每次修改ZooKeeper状态都会收到一个zxid形式的时间戳,也就是ZooKeeper事务ID。
事务ID是ZooKeeper中所有修改总的次序。每个修改都有唯一的zxid,如果zxid1小于zxid2,那么zxid1在zxid2之前发生。 - ctime - znode被创建的毫秒数(从1970年开始)
- mzxid - znode最后更新的事务zxid
- mtime - znode最后修改的毫秒数(从1970年开始)
- pZxid-znode最后更新的子节点zxid
- cversion - znode子节点变化号,znode子节点修改次数
- dataversion - znode数据变化号
- aclVersion - znode访问控制列表的变化号
- ephemeralOwner- 如果是临时节点,这个是znode拥有者的session id。如果不是临时节点则是0。
- dataLength- znode的数据长度
- numChildren - znode子节点数量
zk集群写文件流程
选举机制
半数机制:集群中半数以上机器存活,集群可用。所以Zookeeper适合安装奇数台服务器。

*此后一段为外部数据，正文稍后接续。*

Issue #2968, opened 2026-09-14
jq/yq: isempty/any/all/IN bridge unconditionally, so a positional read in their argument stubs (#2803 residue)


newhoggy:
**Severity: Low** — wrong answers, but only for a positional builtin (`key`/`parent`/`line`/`path`/`file_index`) read inside an argument of `isempty`/`any(gen;cond)`/`all(gen;cond)`/`IN`.

## Summary

`isempty`, `any(gen; cond)`, `all(gen; cond)`, `IN` and `IN(src; ...)` bridge to the eager
`eval.rs` evaluator **unconditionally**, dropping the cursor. Any positional read inside
their argument therefore resolves to its no-cursor default, even when the enclosing pipe
is on a position-aware route.

This is the residue of #2803. That issue fixed the routes gated by
`path_context_resolvable` / `path_context_resolve_constants` (assignment RHS, string
interpolation, `map_values`, the absent-key walk); this family does not go through those
gates at all, so it was out of reach of that fix.

## Repro

`succinctly yq --jq-extensions -o=json -I=0` on `a: {b: 1, c: 2}` — `.a | key` is `"a"`,
so `(key|length)` is 1 and `range(0; 1)` yields the single value `0`:

```console
$ .a | [range(0;(key|length))]              # [0]      <- correct (#2698/#2803)
$ .a | isempty(range(0;(key|length)))       # true     <- wrong, should be false
$ .a | any(range(0;(key|length)); . >= 0)   # false    <- wrong, should be true
$ .a | all(range(0;(key|length)); . >= 0)   # true     <- right, but only vacuously
```

`all` agrees by accident: an empty generator makes it vacuously true, which is also the
correct answer here. That coincidence is worth noting, because it means `all` is **not** a
safe row to regression-test this on.

## Root cause

`src/jq/eval_generic.rs`, in `eval_each_generic`:

```rust
Expr::Builtin(
    Builtin::IsEmpty(_) | Builtin::AnyCond(..) | Builtin::AllCond(..)
    | Builtin::UpperIn(_) | Builtin::UpperInSrc(..),
) => bridge_to_each_owned_flow::<S, V>(expr, value, cursor, optional, sink),
```

`bridge_to_each_owned_flow` uses the `cursor` only for `RootWitness::of` and
`bridge_ambient_input`, then calls `eval_each_owned` — the eager evaluator, which has no
cursor parameter, so the argument is evaluated position-free.

[...]

Issue #2476, opened 2026-09-05
yaml/jq: and/or/not/`//`/any remain O(2^N) over an alias fan-out; #1804's fix does not reach them


newhoggy:
**Severity: Medium**

## Summary

#1804's fix (branch `issue-1804-truthiness-alias-skip`) adds `DocumentCursor::is_alias()`
and short-circuits `push_generic_truthiness_cursor_error`'s subtree walk at an alias node,
fixing the `O(2^N)` blowup that walk caused for `select(.)` and `if`/`then`/`else` over a
document shaped as an alias fan-out (`aN: &aN [*a(N-1), *a(N-1)]`).

The 2026-09-04 triage on #1804 assumed `and`, `or`, `not`, `//` (alternative), and `any` all
funnel through the same walk and would be fixed alongside `select`/`if`. That assumption
does not hold against the current codebase: confirmed live that these five remain fully
`O(2^N)` after the #1804 fix lands.

## Repro (against the #1804-fixed binary)

    $ N=26; python3 -c "
    print('a0: &a0 leaf')
    for i in range(1, $N+1): print(f'a{i}: &a{i} [*a{i-1}, *a{i-1}]')
    " > chain.yaml
    $ time syq '.a26 and true' chain.yaml
    true
    real  109.35s   user  84.82s   sys  19.09s

    # select/if, same file, same N -- both flat:
    $ time syq '.a26 | select(.) | length'   # real 0.00s
    $ time syq 'if .a26 then 1 else 2 end'   # real 0.00s

`.a20 and true`, `(.a20 // 1) | length`, `[.a20]|any`, `.a20|not` all measured in the
1-2s range at N=20 (vs 0.00s for select/if) -- clearly on the same exponential curve, just
not yet timed out at that depth.

## Root cause

`eval_single` (`src/jq/eval_generic.rs`) has no native arm for `Expr::And`/`Expr::Or` (nor
does `eval_builtin` have one for `not`/`any` -- neither symbol appears in a real evaluation
arm anywhere in the file). Both fall through to the wildcard fallback, which calls
`full_eval::<Vec<u64>, S>(expr, cursor)` -- the eager/materializing evaluator -- unlike
`Expr::If`, which was given a native, cursor-threaded arm (`collect_each_generic` /
`each_if_generic`) as part of #2416 phase 3. `push_generic_truthiness_cursor_error` (and
therefore this fix's `is_alias()` check) is never consulted from that bridge at all.

## Why this is separate from #1804

[...]

PR #3092, opened 2026-09-17
perf(jq): native cursor-threaded arms for any(cond)/all(cond), isvalid, until and while (#2658)

### LINKED ISSUE #2658: jq/yq: any(cond)/any(gen;cond)/isvalid/while/until remain O(2^N) over an alias fan-out (#2476 residue)
**Severity: Low** (the plain spellings are fixed by #2476; these are the remaining spellings of the same class)

## Summary

#2476 gave `and`/`or`/`not`/`//`/`any`/`all` native arms in `eval_single`/`eval_builtin`, so
they no longer reach the wildcard bridge whose ambient materialization is `O(2^N)` on an alias
fan-out (`aN: &aN [*a(N-1), *a(N-1)]`). The step-4 audit on that branch timed the sibling
spellings and found each still bridged, and each carrying semantics that make it more than the
one-arm mirror the fixed constructs were:

| construct                                | route today       | N=22 (base) | N=22 (#2476 branch) |
|------------------------------------------|-------------------|-------------|---------------------|
| `Builtin::AnyF`/`AllF` (`any(cond)`)     | wildcard bridge   | 3.47s       | 3.64s               |
| `Builtin::AnyCond`/`AllCond` (`any(gen; cond)`) | wildcard bridge | 8.04s / 7.56s | 7.90s / 7.39s   |
| `Builtin::IsValid` (`isvalid(f)`)        | wildcard bridge   | 5.54s       | 5.63s               |
| `Expr::While`                            | wildcard bridge   | 3.98s       | 3.95s               |
| `Expr::Until`                            | wildcard bridge   | 3.98s       | 3.98s               |

(Apple M-series, release build, interleaved, 3 reps median; the box was not idle, so treat as
indicative. Outputs identical on both binaries.)

## Why each was left out of #2476

- `any_all_gen_cond` (`src/jq/eval.rs`) documents its owned bridge as deliberate: switching to
  the cursor path "would silently change duplicate-key and number-spelling fidelity". Moving it
  is a fidelity decision, not a refactor.
- `any_all_f_over` must `to_owned` each element it *reaches* before `cond` runs (#1755's
  short-circuit-timing rule), and `cond` runs through `eval_owned_expr_fork`, which has no
  generic twin. A native arm needs a cursor-native `cond` probe with the #932/#1519 escape rules.
- `builtin_isvalid` carries the #791 halt rule, the #867 break rule and the
  `Partial(_, Control::Error)` shape; reproducing them over `GenericResult` is new work.
- `while`/`until` conditions: same bridge, lower priority; note `.aN | until(. == 1; .)` is a
  genuinely non-terminating query on either binary (the body never changes the value), so
  benchmark with a body that terminates.

## Suggested fix direction

Same mechanism as #2476: `ambient_validation_error` once over the input (alias-safe since
#1804, so `O(N)` on the fan-out), then evaluate with the cursor. The `retain_truthy_generic` /
`push_generic_truthiness` helpers from that branch are the truthiness primitives to reuse.
Each construct needs its own oracle table (jq 1.7.1 / yq v4.53.3) before pinning, and the
`any(gen; cond)` fidelity note above needs an explicit decision recorded in the PR.

Also worth noting while here: `[.aN] | any` is *not* in scope of any of this. Array
construction materializes its outputs by design (the output is the expanded tree), so it is
inherently exponential on this document; same for `.aN as $x`, `.aN == .aN` and `-o json`.

Refs #2476, #1804, #2416.

newhoggy:
Fixes #2658

## Summary

The last five spellings of #2476/#2968's class -- `any(cond)`/`all(cond)`, `isvalid(f)`, `until` and `while` -- each still reached the generic evaluator's wildcard bridge, whose first act is a `to_owned` of the whole ambient input: `O(2^N)` on an alias fan-out, and a whole-document validation for filters that read almost none of it. All five now have native, cursor-threaded arms in `src/jq/eval_generic.rs`:

- **`any_all_f_generic`**: the container's own elements (array items, or an object's values under the last-occurrence duplicate-key rule, as `.[]` walks them) each probed with `cond` at their own position through #2968's `any_all_probe_item_generic`, stopping at the first decisive one. *Not* desugared to `any(.[]; cond)` although jq defines it so: in yq mode `.[]` on a scalar yields nothing, where the eager arm raises `Cannot iterate over …` -- and the eager arm is what both routes have always agreed on (captured table in the arm's doc comment).
- **`isvalid_generic`**: `f` driven to exhaustion (a later error flips the verdict, #881) with each output run through `discard_generic_item` for the errors it still owes and otherwise left undecoded; `halt`/`break` pass through (#791/#867).
- **`each_loop_generic`/`loop_step_generic`**: `until_step`/`while_step` over a `LoopState` that keeps a document node as its cursor for as long as `update` stays in the document -- jq's backtracking definitions state for state (multi-output `cond` forks, the in-place single-output fast path, one shared `WHILE_UNTIL_MAX_STEPS` budget), streaming outputs to the sink as each branch decides them, so a downstream `first`/`limit` now stops an infinite loop on the cursor route (the eager arm ran to the step cap first).

Collecting twins in `eval_single`/`eval_builtin`, gated on a cursor like `Any`/`All`, with the #1309 live-input-queue deferral. The five are registered in the path-context gates (`needs_path_context`, `path_context_single_native`, `path_context_resolvable`, the absent/preserves/keeps-position gates) exactly as #2968 registered its consumers, so a `key`/`path` read inside `cond`/`update`/`f` answers the same whichever route the pipe takes -- the first review round found that leaving them out made `[.[] | any(key == "c")]` and `[.[] | any(key == "c"), key]` disagree. The positional *walk* (`path_context_step_generic`) is not taught the loops, the same residue #2968 left.

## Two eager-arm fixes the new arms exposed

- **`builtin_isvalid`**: `isvalid(.[])` on `[]`/`{}` answered `true` (an empty `.[]` comes back as an empty `Many`, not `None`) beside `isvalid(empty)`'s `false`; both are `false` now. And an error `try` cannot catch -- #1620's decode failure and its siblings -- passes through rather than being digested into `false`, the rule `try`/`?`/`//` already apply: `isvalid(.a | length)` on a document with an undecodable `.a` raises, `isvalid(.a)` (navigates, never decodes) is `true`.
- **`any_all_f`/`builtin_any`/`builtin_all`**: walk the object's effective values (`effective_fields`, as `eval.rs`'s own `Expr::Iterate` arm does), not every raw member -- `{"a":true,"a":false} | any(.)` answered `true` through the library's eager entry point where jq 1.7.1 says `false`. Unreachable from the CLI until now (the bridge collapsed the keys on the way in); the new parity test caught it.

## Validation contract (#2103)

What the five constructs validate follows the rule -- a filter validates exactly what it materializes -- because their input is a cursor rather than a copy. On `{"a":"\ud800","d":5}`: `any(true)`, `all(false)`, `isvalid(.d)`, `isvalid(.a)`, `until(true; .) | .d` and `[while(false; .)] | length` answer where the bridge raised; `[5, "\ud800"] | any(. == 5)` regains #1755's short-circuit; everything that reads the bad string (`any(. == "x")`, `isvalid(.a | length)`, a write in `update`) still raises. Recorded in `docs/compliance/jq/limitations.md` under the #2103 entry with the three-reason justification that entry already carries, and pinned in `test_any_all_cond_isvalid_loops_validate_only_what_they_read_2658` plus `test_lazy_validation_boundary_2168`'s answering column.

## Fidelity

- jq mode, both routes vs jq 1.7.1: a 1236-row differential (103 filters x 12 inputs; loop forks, `first`/`limit`, `label`/`break`, `?`/`try`, duplicate keys, number spellings, scalar errors) -- zero differences beyond jq's own OOM on two infinite-fork shapes and the documented step cap. Curated into `test_any_all_cond_while_until_native_arms_match_jq_2658` and `test_isvalid_native_arm_matches_eager_rules_2658`.
- yq mode (`--jq-extensions`; real yq rejects every spelling): 1545 rows new vs main on both routes -- identical except the `isvalid` fix above, the loops' new demand-driven stop (`first(while(true; .+1))` on an array, where the eager arm appended to the step cap and timed out), and `{a: true, a: false} | all(length > 0)`, which moved from the owned route's `boolean (false) has no length` to the cursor route's `true` -- real yq's `false | length` is `5`, so the cursor route is the faithful one; the owned-route `length`-on-scalar divergence is pre-existing and filed separately.
- Both evaluators: `test_any_all_cond_isvalid_loops_agree_across_evaluators_2658`, and `test_position_reads_inside_any_cond_isvalid_loops_agree_2658` for position reads inside the arguments in both modes. `scripts/jq-m2-streaming-sweep.sh` (744 cases) matches its expected table; `scripts/yq-alias-oracle-sweep.sh` shows the same 29 pre-existing divergence rows on both binaries.

## Numbers

Alias fan-out (`a0: &a0 [1]`, `aI: &aI [*a(I-1), *a(I-1)]`), `succinctly yq --jq-extensions`, Apple M-series release build, `/usr/bin/time -l`, indicative:

| query (`.aN \| …`)          | N=20 before       | N=22 before        | after, N=18..24 |
|-----------------------------|-------------------|--------------------|-----------------|
| `any(length == 2)`          | 0.85 s / 585 MB   | 3.46 s / 2361 MB   | 0.00 s / 9 MB   |
| `all(length == 2)`          | 0.72 s / 577 MB   | 4.35 s / 2361 MB   | 0.00 s / 9 MB   |
| `isvalid(.[0])`             | 0.61 s / 393 MB   | 2.50 s / 1581 MB   | 0.00 s / 8 MB   |
| `until(true; .) \| length`  | 1.60 s / 966 MB   | 4.43 s / 3060 MB   | 0.00 s / 8 MB   |
| `while(false; .)`           | 0.84 s / 762 MB   | 3.57 s / 3059 MB   | 0.00 s / 8 MB   |
| `until(length == 1; .[0])`  | --                | 5.60 s / 3198 MB   | 0.00 s / 9 MB   |
| `any(. == 1)` (compare term)| 0.36 s / 185 MB   | 1.47 s / 716 MB    | unchanged       |

`any(. == 1)` is the second exponential term the triage identified (`apply_compare_op` materializing the aliased element); it is step 7 of the plan and its own follow-up, as the acceptance bar here is "no root copy". Pinned as a completion test at N=24 in `test_any_all_cond_isvalid_loops_over_alias_fanout_complete_2658` (no wall-clock bound, per the #2476/#2173 precedent).

Interleaved A/B on ordinary JSON and on the fan-out (M4 Pro and 7950X, `scripts/ab-cli.py`, identity-gated, with never-triggering holdouts) is in the comment below; perf-guard's cachegrind counts are the deterministic arbiter.


newhoggy:
## Interleaved A/B, both architectures

`scripts/ab-cli.py` (binaries alternate within each repetition, output identity gated before any timing is read, idle/mains checks on), release profile `codegen-units=1, lto=fat` on both sides. **before** = merge-base `e0339fd98`, **after** = `64b7451a4` (the branch before the two style-only clippy commits; no code the compiler could treat differently). Boxes: `johns-mac-mini` (Apple M4 Pro, ARM64) and `terminus` (AMD Ryzen 9 7950X, x86_64). Every configuration passed the identity gate (18 + 14 per box, 0 differences).

### Control (before vs a copy of itself) — the noise floor

| box | median of medians | range |
|---|---:|---:|
| M4 Pro | -0.50% | -2.8% .. +0.7% |
| 7950X | -0.62% | -2.4% .. +0.8% |

### Ordinary JSON, jq mode (`users` generator, 1 MB and 10 MB, `-c`, 9 reps)

The first three rows never reach the new arms (holdouts); the rest do.

| input | query | M4 Pro before → after (median) | Δ | 7950X before → after (median) | Δ |
|---|---|---:|---:|---:|---:|
| `users-10mb.json` | `.` | 68.3 → 68.1 ms | -0.3% | 99.5 → 102.7 ms | +3.2% |
| `users-10mb.json` | `[.users[] \| .name] \| length` | 36.7 → 37.0 ms | +0.7% | 51.9 → 52.7 ms | +1.5% |
| `users-10mb.json` | `[.users[] \| select(.active)] \| length` | 39.3 → 39.5 ms | +0.5% | 54.2 → 54.7 ms | +0.9% |
| `users-10mb.json` | `[.users[] \| any(. == true)] \| length` | 198.9 → 99.9 ms | -49.8% | 236.8 → 134.9 ms | -43.0% |
| `users-10mb.json` | `[.users[] \| all(. != null)] \| length` | 210.0 → 107.3 ms | -48.9% | 245.0 → 144.2 ms | -41.1% |
| `users-10mb.json` | `[.users[] \| isvalid(.email)] \| length` | 188.5 → 39.8 ms | -78.9% | 215.6 → 60.0 ms | -72.2% |
| `users-10mb.json` | `[.users[] \| until(type != "object"; .name)] \| length` | 241.7 → 62.9 ms | -74.0% | 286.8 → 77.5 ms | -73.0% |
| `users-10mb.json` | `[.users[] \| first(while(true; .name))] \| length` | 306.0 → 26.1 ms | -91.5% | 437.1 → 36.0 ms | -91.8% |
| `users-1mb.json` | `.` | 9.5 → 9.5 ms | -0.4% | 11.2 → 11.5 ms | +2.6% |
| `users-1mb.json` | `[.users[] \| .name] \| length` | 6.5 → 6.5 ms | +0.3% | 6.3 → 6.5 ms | +3.5% |
| `users-1mb.json` | `[.users[] \| select(.active)] \| length` | 6.7 → 6.7 ms | -0.3% | 6.7 → 6.6 ms | -1.3% |
| `users-1mb.json` | `[.users[] \| any(. == true)] \| length` | 23.3 → 12.9 ms | -44.6% | 24.7 → 14.5 ms | -41.2% |
| `users-1mb.json` | `[.users[] \| all(. != null)] \| length` | 23.8 → 13.8 ms | -41.9% | 25.5 → 15.5 ms | -39.2% |
| `users-1mb.json` | `[.users[] \| isvalid(.email)] \| length` | 22.0 → 6.8 ms | -69.1% | 22.9 → 7.1 ms | -68.9% |
| `users-1mb.json` | `[.users[] \| until(type != "object"; .name)] \| length` | 27.3 → 9.2 ms | -66.3% | 29.5 → 9.2 ms | -68.9% |
| `users-1mb.json` | `[.users[] \| first(while(true; .name))] \| length` | 33.2 → 5.5 ms | -83.3% | 41.7 → 5.0 ms | -88.0% |

The new-arm rows are the bridge's per-call cost on ordinary input: the wildcard re-serialized the ambient value, re-indexed it and evaluated in `eval.rs` once per user object. `first(while(true; .name))` also shows the loops becoming demand-driven (the eager arm ran every loop to `WHILE_UNTIL_MAX_STEPS` before `first` saw anything).

**Holdouts.** M4 Pro: all inside the control range. 7950X: `.` reads +3.2% / +2.6% and `[.users[] | .name] | length` +1.5% / +3.5%, above that box's +0.8% control ceiling, while `select(.active)` sits inside it. Nothing in this diff is on the identity or `.name` path (the arms are reached only through `Builtin::AnyF/AllF/IsValid` and `Expr::Until/While`), so this is the x86 code-layout sensitivity the perf-guard notes already record for the identity queries (+5% from codegen-unit partitioning alone, #2720). Perf-guard's cachegrind instruction counts on this PR are the deterministic arbiter for that reading; a genuine identity-path regression would show there as a non-zero drift on `wide_identity`/`arrays_identity`, and a layout artefact as 0.0%.

A ninth row, `[.users[] | any(.score > 100)] | length`, was dropped from the table: `.score` on a scalar errors on the first user, so the row timed the error path on both sides (identical error, identity gate satisfied) — the "benchmark rows can time the error path" trap, caught by the row being 10x faster than its siblings.

### Alias fan-out, yq mode (`--jq-extensions -I0`, `z: *aN`, 3 reps)

Inputs are below 1 MB by construction: the term under test grows with N, not with bytes. `.z | any` is #2476's already-native arm, the control row.

| input | query | M4 Pro before → after (median) | Δ | 7950X before → after (median) | Δ |
|---|---|---:|---:|---:|---:|
| `fan18.yaml` | `.z \| any` | 3.0 → 3.0 ms | +0.1% | 1.3 → 1.3 ms | +1.8% |
| `fan18.yaml` | `.z \| any(length == 2)` | 197.0 → 4.2 ms | -97.9% | 396.3 → 2.0 ms | -99.5% |
| `fan18.yaml` | `.z \| all(length == 2)` | 248.0 → 4.1 ms | -98.4% | 505.6 → 2.1 ms | -99.6% |
| `fan18.yaml` | `.z \| isvalid(.[0])` | 152.0 → 4.1 ms | -97.3% | 292.5 → 2.0 ms | -99.3% |
| `fan18.yaml` | `.z \| until(true; .) \| length` | 258.0 → 4.1 ms | -98.4% | 517.0 → 1.9 ms | -99.6% |
| `fan18.yaml` | `.z \| [while(false; .)] \| length` | 200.8 → 4.1 ms | -98.0% | 434.2 → 2.0 ms | -99.5% |
| `fan18.yaml` | `.z \| until(length == 1; .[0]) \| .[0]` | 290.2 → 4.2 ms | -98.5% | 574.6 → 1.9 ms | -99.7% |
| `fan20.yaml` | `.z \| any` | 3.1 → 3.1 ms | -0.1% | 1.3 → 1.3 ms | +0.1% |
| `fan20.yaml` | `.z \| any(length == 2)` | 787.4 → 4.0 ms | -99.5% | 1601.4 → 1.9 ms | -99.9% |
| `fan20.yaml` | `.z \| all(length == 2)` | 1014.8 → 4.2 ms | -99.6% | 2135.1 → 2.0 ms | -99.9% |
| `fan20.yaml` | `.z \| isvalid(.[0])` | 589.4 → 4.1 ms | -99.3% | 1188.2 → 2.0 ms | -99.8% |
| `fan20.yaml` | `.z \| until(true; .) \| length` | 967.2 → 4.3 ms | -99.6% | 2052.2 → 2.0 ms | -99.9% |
| `fan20.yaml` | `.z \| [while(false; .)] \| length` | 818.3 → 4.3 ms | -99.5% | 1808.3 → 1.9 ms | -99.9% |
| `fan20.yaml` | `.z \| until(length == 1; .[0]) \| .[0]` | 1192.5 → 4.2 ms | -99.6% | 2359.2 → 1.9 ms | -99.9% |

Before: every row quadruples from N=18 to N=20 (`O(2^N)`). After: every row sits at the `.z | any` control's 3–4 ms (M4 Pro) / 2 ms (7950X) at both N, i.e. flat in N — the "linear" bar the triage plan's risk (a) asked to be named, for these six shapes. `any(. == 1)` is not in this table on purpose: its remaining term is the compare's own materialization of the aliased element (plan step 7), unchanged here and tracked as its own follow-up.

A first attempt at this section timed 2.7 ms on *both* sides with the identity gate passing: my `--extra-args` repeated the `-o json` the harness adds itself, so both binaries failed argument parsing identically. The run above is with that fixed, after timing the base binary directly on each box first (`.z | any(length == 2)` at N=20: 0.76 s / 614 MB on the M4 Pro) to confirm the query reaches the exponential path.

newhoggy:
## Review round 1 — both findings reproduced and fixed

**[medium] position reads inside `cond`/`update`/`f` were route-dependent.** Reproduced exactly as described (`[.[] | any(key == "b")]` vs the same stage beside `, key`, and the two library entry points disagreeing). The first round registered the arms but not the path-context gates, so the plain streaming route evaluated `cond` at the element's cursor while the positioned route fell back to the bridge and read `key` as `null`; the PR body's claim that leaving the gates alone "keeps whatever route it had" was wrong, because the arms' existence is what moved the plain route. Fixed the way #2968 registered its consumers: `needs_path_context`, `path_context_single_native`, `path_context_resolvable` (`isvalid`'s `f` rewritable at the stage's input; the element-positioned `any(cond)` `cond` and the state-positioned loop `cond`/`update` refused, so the pipe keeps the native streaming route), `step_can_yield_absent`, `path_context_stage_preserves_node` and `path_context_absent_keeps_position`.

Rebasing over #3079 (which landed meanwhile and gave `any(gen; cond)` a native owned-identity-pipe arm for a reading `cond`) exposed the same class on a third route: `.aa | map_values(any(key == "c"))` answered `false,false` beside `map_values(any(.[]; key == "c"))`'s `true,false`. `any(cond)` now takes #3079's three-part closure with `Expr::Iterate` as the generator (gate through the prefetch hook, rewriter prefetch, `eval_owned_identity_any_all` over `.[]`); a scalar member is answered in that dispatch with `any_all_f`'s own `Cannot iterate over …` rather than through `.[]` (yq-mode empty) or the ruled arm (whose prefetch recursed straight back — the first attempt overflowed the stack). The loops with a reading `cond`/`update` are resolved on the streaming and positioned routes but not on the owned identity pipe; that residue is recorded under #3079's limitations entry with the fix named, on the same footing as #3079's own `|=` gap.

Pinned in `test_position_reads_inside_any_cond_isvalid_loops_agree_2658` (both evaluators, both modes) and new rows in `test_any_all_cond_while_until_native_arms_match_jq_2658` (streaming, positioned and `map_values` spellings of the same read, all agreeing).

**[low] yq-mode duplicate-key rule differed between the twins.** Fixed: the eager `any`/`all`/`any(cond)`/`all(cond)` arms collapse with `effective_fields(.., true)` in both modes, as `any_all_f_generic`, the generic `.[]` arm and real yq's `.[]` (`{a: true, a: false} | [.[]]` is `[false]`) do; `S::COLLAPSE_DUPLICATE_KEYS` governs the *keys* builtins. The parity test asserts the yq-mode rows too.

Also since the review: rebased over 20 commits on `main` (#3041, #3079, #2937, #3068), a both-sides-append conflict in `tests/yq_cli_tests.rs` repaired (`76c792000`), and #3093 filed for the pre-existing owned-route `length`-on-scalar divergence the yq differential surfaced.

newhoggy:
## Perf Regression Guard (cachegrind instruction counts vs merge-base, same run): both legs pass at 0.0%

Every query in the matrix on x86_64 and ARM64-Linux is unchanged to the rounding shown (largest move `arrays_map_iterate` -0.0% / +0.0%, `users_yq_del_select` +0.0% on both). That is the deterministic reading for the A/B's one open question: the 7950X `.` and `[.users[] | .name] | length` rows at +1.5..+3.5% were code layout, not work -- `wide_identity`/`users_identity`/`arrays_identity` execute the identical instruction count on both binaries. Head `2f912f1f` (rebased on `71569fc87`, 65/65 checks green, patch coverage 93.1%).

newhoggy:
Merged as `bea1422a5` via the merge queue (rebase; all nine commits carried, #3051 and #3084 merged ahead in the same batch). Two commit subjects were reworded before the final push to fit the 100-character lint, content untouched. Follow-ups: #3093 (yq owned-route `length` on scalars, filed here) and the triage plan's step 7 (kind-first compare fast path for `any(. == 1)`'s remaining term), which stays with #2658's plan comment as the next piece.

自动选举机制:Zookeeper虽然在配置文件中并没有指定Master和Slave。但是,Zookeeper工作时,是有一个节点为Leader,其他则为Follower,Leader是通过内部的选举机制临时产生的。
选举过程:
假设有五台服务器组成的Zookeeper集群,它们的id从1-5,同时它们都是最新启动的,也就是没有历史数据,在存放数据量这一点上,都是一样的。假设这些服务器依序启动,来看看会发生什么,如下图所示:
- 服务器1启动,发起一次选举。服务器1投自己一票。此时服务器1票数一票,不够半数以上(3票),选举无法完成,服务器1状态保持为LOOKING;
- 服务器2启动,再发起一次选举。服务器1和2分别投自己一票并交换选票信息:此时服务器1发现服务器2的ID比自己目前投票推举的(服务器1)大,更改选票为推举服务器2。此时服务器1票数0票,服务器2票数2票,没有半数以上结果,选举无法完成,服务器1,2状态保持LOOKING
- 服务器3启动,发起一次选举。此时服务器1和2都会更改选票为服务器3。此次投票结果:服务器1为0票,服务器2为0票,服务器3为3票。此时服务器3的票数已经超过半数,服务器3当选Leader。服务器1,2更改状态为FOLLOWING,服务器3更改状态为LEADING;
- 服务器4启动,发起一次选举。此时服务器1,2,3已经不是LOOKING状态,不会更改选票信息。交换选票信息结果:服务器3为3票,服务器4为1票。此时服务器4服从多数,更改选票信息为服务器3,并更改状态为FOLLOWING;
- 服务器5启动,同4一样当小弟。